The bus journey to Paris was long and slow, frequently interrupted by roaming sheep, goats, and even a family of ducks, who insisted on crossing the road in single file.

Everyone on the bus thought it charming, but Daphné just wanted to get to Paris. She knew there was something waiting for her there, but what it was, she wasn’t sure.

The only highlight was a women’s magazine that a woman had left on her seat after she had departed the bus. Such a luxury wasn’t in Daphné’s budget and the trip went quickly while she read every article and studied every picture.

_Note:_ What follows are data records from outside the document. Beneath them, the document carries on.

PR #585, opened 2025-10-14
Quick-start update

lentzi90:
The guide has been broken by upstream changes, and is a bit outdated
anyway. This is a quite substantial refresh of it that also introduces IrSO.

- Bump k8s to v1.34.1
- Deploy Ironic using IrSO
- Switch to UEFI boot mode

Fixes #567

PR #587, opened 2025-10-16
Add embed tool for embedding files in markdown

lentzi90:
This adds a plugin to mdbook for embedding files from any repo on github.
My plan is to use this when refreshing the quick-start guide. To see how it works, check this WIP PR: https://github.com/metal3-io/metal3-docs/pull/585

### DIFF
--- a/Makefile
+++ b/Makefile
@@ -12,14 +12,15 @@ MDBOOK_BIN := $(TOOLS_BIN_DIR)/mdbook
 export PATH := $(PATH):$(TOOLS_BIN_DIR)
 
 ## ------------------------------------
-## Resolve placeholders as tags
+## mdbook plugins
 ## ------------------------------------
 RELEASETAGS := $(TOOLS_BIN_DIR)/mdbook-releasetags
 $(RELEASETAGS): $(TOOLS_DIR)/go.mod
 	cd $(TOOLS_DIR); go build -tags=tools -o $(TOOLS_BIN_DIR)/mdbook-releasetags ./releasetags
 
-.PHONY: releasetags
-releasetags: $(RELEASETAGS)
+MDBOOK_EMBED := $(TOOLS_BIN_DIR)/mdbook-embed
+$(MDBOOK_EMBED): $(TOOLS_DIR)/go.mod
+	cd $(TOOLS_DIR); go build -tags=tools -o $(TOOLS_BIN_DIR)/mdbook-embed sigs.k8s.io/cluster-api/hack/tools/mdbook/embed
 
 ## ------------------------------------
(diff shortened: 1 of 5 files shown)


Makefile
```diff
@@ -12,14 +12,15 @@ MDBOOK_BIN := $(TOOLS_BIN_DIR)/mdbook
...
 ## ------------------------------------
-## Resolve placeholders as tags
+## mdbook plugins
 ## ------------------------------------
 RELEASETAGS := $(TOOLS_BIN_DIR)/mdbook-releasetags
 $(RELEASETAGS): $(TOOLS_DIR)/go.mod
 	cd $(TOOLS_DIR); go build -tags=tools -o $(TOOLS_BIN_DIR)/mdbook-releasetags ./releasetags
 
-.PHONY: releasetags
-releasetags: $(RELEASETAGS)
```
lentzi90, line 22: I removed the phony for releasetags since it seemed unnecessary to me. We were not using it anywhere so the only thing it could be used for is to manually build the binary releasetags.

lentzi90:
/cc @peppi-lotta
This should be useful when creating tests for the quick-start. We can embed whatever manifests we use for the tests directly in the guide. That way we always keep them in sync :slightly_smiling_face:

hack/tools/tools.go
tuminoid, line 1: Hmm I thought go 1.24 did not need these anymore?  https://go.dev/doc/go1.24  

Could we try that approach here?

lentzi90: Good point, I did not think about that!

lentzi90:
/hold
I'll try to use go tools instead as @tuminoid suggested

lentzi90:
I got rid of the `tools.go` file by using the `tool` directive in the go.mod. The rest is still the same. If we only used the `embed` tool directly, we could run it with `go tool embed`, but since we rely on netlify for actually building the site, I thought it was nicer to build it with `go build` the same way we do for the internal `releasetags` tool.
/hold cancel

tuminoid:
All the tests are pending since yesterday...  I'll try re-trigger by editing description.

tuminoid:
> All the tests are pending since yesterday... I'll try re-trigger by editing description.

Nope... maybe repush, @lentzi90 ?

lentzi90:
I'm not sure if they matter though? If you click on them everything is already done and green. Github is just not aware of it (after the AWS outage yesterday). But I can push to make sure

tuminoid:
> I'm not sure if they matter though? If you click on them everything is already done and green. Github is just not aware of it (after the AWS outage yesterday). But I can push to make sure

Ah ok, I thought they never completed.
/lgtm

PR #594, opened 2025-11-05
add AGENTS.md

tuminoid:
Add AGENTS.md to allow AI assistants to be more effective, especially the Code Review Bot.

Note: do not create .github/copilot-instructions.md as it will prevent current version of Copilot CLI from reading AGENTS.md at all.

When the bus arrived in Paris, it was after lunch and Daphné was tired, grimy and hungry, but she knew she didn’t have time to waste. Work was hard to come by in Paris and, as Anna Karpinski had said in her letter to Daphné, only the tenacious survived, but Daphné didn’t plan on just surviving, she wanted to thrive in the city.

Of course Anna and her husband Max were tenacious enough to have survived the war in hiding and make a life in Paris, but when Daphné arrived at their tiny shop, and she saw shabby state of their establishment and how rough the neighbourhood was, she wondered if life in Paris was as wonderful as the magazines she read at the village store claimed.

‘Daphné,’ cried Max, as she opened the door to the store, her eyes adjusting to the darkness.

‘Max,’ she said warmly and let him embrace her like her father would have.

Anna and Max had moved from house to house for three years during the war and often slept in barns or cellars. They never complained, and always worried for those who were protecting them.

It was Anna who comforted Chantal when the telegram arrived informing them that Daphné’s father had died.

It was Max who suggested goats to Chantal, and Anna who taught Chantal how to milk them and make the soap. The oil they needed was hard to come by at the end of the war, so they improvised with lard but it worked, and with some sweet lavender from Chantal’s own garden, they had something she could sell on the side of road.

‘Anna, Anna,’ Max cried up the slim staircase, and Daphné looked around the store.

Dark and dreary, filled with a few cabinets of stock, and a curtain behind to separate the back room from the store, Daphné thought this was no place she would want to buy jewellery, yet she knew Max’s work and it was beautiful.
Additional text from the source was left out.